【ショートショート】わたし書くの、読むために。
わたしは本が好きだ。
でも、文字列がまっすぐに見えない。
いつも定規をあてて読む。
だから、紙の本じゃないと読むのが難しい。
それでも難しい本は頭に入らない。
そんなとき、わたしには秘策がある。
ノートにそのまま書き写すのだ。
そうすると、頭に入る、気がする、なんとなく。
「いろはさん!何読んでるの?」
わたしは通っている就労移行支援施設で、同じく利用者のいろはさんに声をかける。
「何って……見ての通り就職四季報です」
「へぇ〜!それっておもしろい?」
「面白いというか、企業研究のためですよ」
「ふーん、わたしも読みたいな!」
いろはさんが「休憩時間の間なら」と本を貸してくれた。
さあ、ノートに書き写そう。
企業名、会社概要、業種、募集職種、……
読めない漢字もたくさんある。
でもとにかく、書き写しまくる。
ノートはやっぱりいい。
だって、横に線が引いてあるから。
文字列がばらばらに見える私でも、比較的まっすぐに見えやすいのだ。
リーンゴーン。
休憩時間終了のチャイムが鳴る。
気づくといろはさんが横に立っていた。
「一個一個書き写してるんですか?どれだけ時間かかるんですか、それ」
いろはさんは、わたしからひったくるように本を持っていってしまった。
夜に妹が帰ってきて、報告を受けた。
「お姉ちゃん、私結婚するから」
「ええっ、お、おめでとう!」
いきなりのことで驚いた。
どうやらお母さんには、付き合っている彼氏のことは前々から話していたらしい。
「結婚式も来てもらうけど、くれぐれも変なことしないでよね」
釘を刺される。
でも、変なことってたとえばなんだろう……?
結婚式なんて出たことがないからわからない。
あとでお母さんに聞こう。
しばらくして、隣の部屋で妹が荷造りをはじめた。
1冊の本を持って、妹がわたしの部屋に入ってくる。
「お姉ちゃん、この本いらないからあげるよ。

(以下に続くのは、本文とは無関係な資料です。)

Issue #12044, opened 2025-08-13
Note Field Is not hidden


DKboyzz:
## Description

When trying to hide the Notes for Users using the "hide notes" function under Groups or Organizations it successfully hides the user's ability to create and edit notes. But when someone that can access the Note type creates a Note it becomes visible to those we want to hide it for.
 
Screenshot 1) shows that the Analyst can't see, create or access notes.
then the manager with note access creates a note.
Screenshot 2) shows that the analyst can now see, edit and update the notes from someone else.
## Environment

OpenCTI version: OpenCTI 6.7.10 (SaaS)

## Reproducible Steps

Steps to create the smallest reproducible scenario:
1) Create two accounts within the same organization. Account A has "hide notes" enabled and Account B has no section hidden.
2) Account B creates a Note in a report.
3) Account A can view and edit this note in the report, possibly changing its status, label and triggering a workflow if necessary and built based on the note type.

## Expected Output

The notes should stay hidden, or at least the user (Account A) shouldn't be able to edit them and change critical elements of it.

## Actual Output

Account A can view and edit this note in the report, possibly changing its status, label and triggering a workflow if necessary and built based on the note type.

## Screenshots (optional)

View of Account A not being able to view notes or edit. 
<img width="1310" height="367" alt="Image" src="https://github.com/user-attachments/assets/0150d590-52be-438f-a7b1-01bb873914b7" />

After Account B creates a note, Analyst A has not only view but edit rights.
<img width="1308" height="848" alt="Image" src="https://github.com/user-attachments/assets/4e27dc57-e7ad-40f9-9aae-e543f0b2d648" />

SarahBocognano:
I'm sorry I don't understand very well where you found the "hide notes" function.  Can you explain to me the steps to reproduce this part please ?

DKboyzz:
@SarahBocognano ,

Steps (using privileged account):
1. Settings
2. Security
3. Organization
4. For any given Organization, select: "Hidden Entity Type":

<img width="2159" height="418" alt="Image" src="https://github.com/user-attachments/assets/87dac846-3d2a-4c2d-9483-230605e1638f" />

Second method and steps:
1. Settings
2. Security
3. Groups
4. For any given group, select: "Hidden Entity Type"

<img width="1086" height="308" alt="Image" src="https://github.com/user-attachments/assets/12007ce7-bf0c-487f-8124-e4d214744075" />

SarahBocognano:
[...]

PR #12182, opened 2025-08-28
[frontend] Note Field Is not hidden (#12044)

SarahBocognano:
### Related issues

* https://github.com/OpenCTI-Platform/opencti/issues/12044


CelineSebe (approved):

CelineSebe:
Everything seems to be going well :)

lndrtrbn (changes requested):
I think it would be nice to avoid duplicating the logic in every files calling the Not component

lndrtrbn (approved):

わりと面白かったよ。お姉ちゃん本好きじゃん」
「いいの?ありがとう」
あらすじを読むと、作家を目指す図書館司書の物語らしかった。
難しそうだ、でも書き写そう。
せっかく結婚する妹がくれたものだから。
読み進めると、こんな一節が目に入った。
「言葉は花束になる。贈ることで、相手を喜ばせることができる。わたしはそんな言葉を紡ぎたい」
そのときだった。
ぐらぐらと家が横に揺れはじめた。
とっさに机の下に入る。
ばさばさと本棚に入れた歴代のノートたちが落ちる。
揺れが落ち着いたころ、わたしはノートを拾い上げた。
今のノートは219代目だ。
歴代の218冊のほとんどが床に散らばってしまった。
なんとはなしに、読み返す。
そういえばわたしはノートを読み返したことがなかった。
いつも書いて理解するのに必死だから。
そこには、宝物があった。
言葉たちのひとつひとつが、輝いて見えた。
ここから妹に贈る花束を作ろう。
姉からのプレゼントとして、手紙にしよう。
変じゃないよね?
きっと大丈夫。
だって、こんなにすてきな言葉たちなんだから。